VVD, D66, CDA and ChristenUnie are negotiating the construction of at least one additional large or two small nuclear power plants in the Netherlands.
During the formation of the government, the Dutch political parties VVD, D66, CDA and ChristenUnie are negotiating the construction of at least one or two small nuclear power plants in the Netherlands.
The debate is not about whether they should get there, but mainly how much money the government wants to pump, de Volkskrant writes. No decision has been made on the number of power stations and the amount of subsidies. This will only happen once the coalition agreement is completed.

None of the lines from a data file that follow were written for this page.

PR #2708, opened 2017-07-08
fix(package): update redux-logger to version 3.0.6

tofumatt:
Closes #2209.

Just changed `import createLogger from 'react-redux';` to `import { createLogger } from 'react-redux';` as https://github.com/evgenyrodionov/redux-logger/releases/tag/3.0.0 recommends. Tested and it passes tests and logs in browser 👍


tofumatt:
Dammit, I forgot to push my changes and this is causing an error. Sorry 😞

PR #2710, opened 2017-07-08
fix(package): update jsdom to version 11.1.0

tofumatt:
Closes #2303


tofumatt:
r? This is just the new JSDom API to get a `window` as of v10, we could use the old one but it's an easy upgrade.

PR #2720, opened 2017-07-09
 Add-on with long name is causing layout issues #2415

### LINKED ISSUE #2415: Add-on with long name is causing layout issues
Steps to reproduce:
1. Submit an add-on with long name i.e. https://addons-dev.allizom.org/en-US/android/addon/lastpass-password-manager/?src=search (without spaces)
2. Access its details page

Expected results:

Actual results
Add-on name is not truncated or rendered as expected.

Notes/Issues:
- add-on details page: long name causes horizontal scrolling
- listing pages: icon is moved from its place

Verified on FF53(Android 6.0.1). Issue is reproducing on AMO-dev and stage.
Screenshots for this issue:
untitled

tsl143:
Fix #2415 (the review list part)

**Before**
screen shot 2017-07-09 at 08 28 36

**After**
screen shot 2017-07-09 at 08 32 55

### DIFF
--- a/src/amo/css/AddonReviewList.scss
+++ b/src/amo/css/AddonReviewList.scss
@@ -14,6 +14,7 @@
   align-items: center;
 
   .AddonReviewList-header-text {
+    //Flex implies min-width: auto, so the text overflows, to over come that change min-width.
     min-width: 1%;
 
     > h2,
--- a/src/amo/css/AddonReviewList.scss
+++ b/src/amo/css/AddonReviewList.scss
@@ -34,10 +34,10 @@
     a:visited,
     a:hover,
     a:active {
-      text-decoration: none;
       color: $primary-font-color;
       font-weight: normal;
-      word-wrap: break-word;
+      overflow-wrap: break-word;
+      text-decoration: none;
     }
   }
 
@@ -48,7 +48,7 @@
 }
 
 .AddonReviewList-li {
-  word-wrap: break-word;
+  overflow-wrap: break-word;
 
   > h3 {
     padding: 0;
--- a/src/amo/css/AddonReviewList.scss
+++ b/src/amo/css/AddonReviewList.scss
@@ -14,6 +14,8 @@
   align-items: center;
 
   .AddonReviewList-header-text {
+    min-width: 1%;
+
     > h2,
     > h3 {
       font-size: 1.1em;
@@ -35,6 +37,7 @@
       text-decoration: none;
       color: $primary-font-color;
       font-weight: normal;
+      word-wrap: break-word;
     }
   }
 


src/amo/css/AddonReviewList.scss
```diff
@@ -14,6 +14,8 @@
   align-items: center;
 
   .AddonReviewList-header-text {
+    min-width: 1%;
```
tofumatt: Odd, why is this needed?

src/amo/css/AddonReviewList.scss
```diff
@@ -35,6 +37,7 @@
       text-decoration: none;
       color: $primary-font-color;
       font-weight: normal;
+      word-wrap: break-word;
```
tofumatt: Could you change this to `overflow-wrap`? I feel like we might be using `word-wrap` elsewhere but we shouldn't 😅 .

This is a bit of a nitpick as [`word-wrap` aliases to `overflow-wrap`](https://developer.mozilla.org/en-US/docs/Web/CSS/overflow-wrap) but it would be nice to use the "proper" attribute. 😄

tsl143:
For min-width:
Flex implies min-width: auto, so the width overflows, to over come that we need to change min-width to 1%.
https://drafts.csswg.org/css-flexbox-1/#min-size-auto

https://stackoverflow.com/questions/12022288/how-to-keep-a-flex-item-from-overflowing-due-to-its-text

tofumatt:
Ah right, makes sense. Could you add a comment there, just explaining that? Afterward I'll get this merged, thanks :-)

Matthew Riley MacPherson

muffinresearch:
@tofumatt if we use `overflow-wrap` does `word-wrap` get added by postcss? Just looks like `word-wrap` still has wider browser support? http://caniuse.com/#feat=wordwrap (Partial support means only word-wrap is supported).

muffinresearch:
Fwiw: we're using word-wrap quite a bit already too: https://github.com/mozilla/addons-frontend/search?utf8=%E2%9C%93&q=word-wrap&type=

tsl143:
@tofumatt done.

tofumatt:
I'd like to change them all over... I'd think postcss would convert for us but that's a good question. @tsl143 does the generated css output include word-wrap when you look in the devtools?

tsl143:
@tofumatt Compiled CSS has `overflow-wrap: break-word;`

tofumatt:
Shoot, okay, I guess we should actually use `word-wrap` then. Sorry @tsl143, can you change it back? I am dumb! 😭

tsl143:
@tofumatt Done.

Issue #2704, opened 2017-07-07
Discopane UI tests are returning 1 and causing CI to report failures


tofumatt:
Travis is seeing `TypeError: Cannot set property 'getDocsInfo' of undefined` and can't run `yarn`.

I'm having a look, others seem to be reporting a similar error.

tofumatt:
As [others reported](https://github.com/yarnpkg/yarn/issues/3851#issuecomment-313703599), running it again meant `yarn` worked.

The biggest proponents, VVD and CDA, want to build eight nuclear power plants. They suggested this number, somewhat provocatively, during negotiations in the hope that they would come to at least one or two pieces.
The Christian Union is not against it in principle. D66 is most hesitant about necessity and costs. The sources involved in forming the government informed de Volkskrant about this.
The coalition agreement to build additional nuclear power plants will be a breakthrough in the discussion about how to make the energy supply greener. With the Climate Act, the Netherlands has committed to producing CO2-neutral electricity by 2050.
But this goal will not be achieved with wind and solar energy alone. The main problem with green energy sources is that there is still insufficient storage capacity to ensure a stable supply.
When considering the construction of a new nuclear power plant, the fact that the Netherlands will have to import more gas from Russia also plays a role. For geopolitical reasons, the Netherlands prefers not to rely too heavily on gas from Russian President Putin. The United Kingdom and France also recently decided to increase investment in nuclear energy.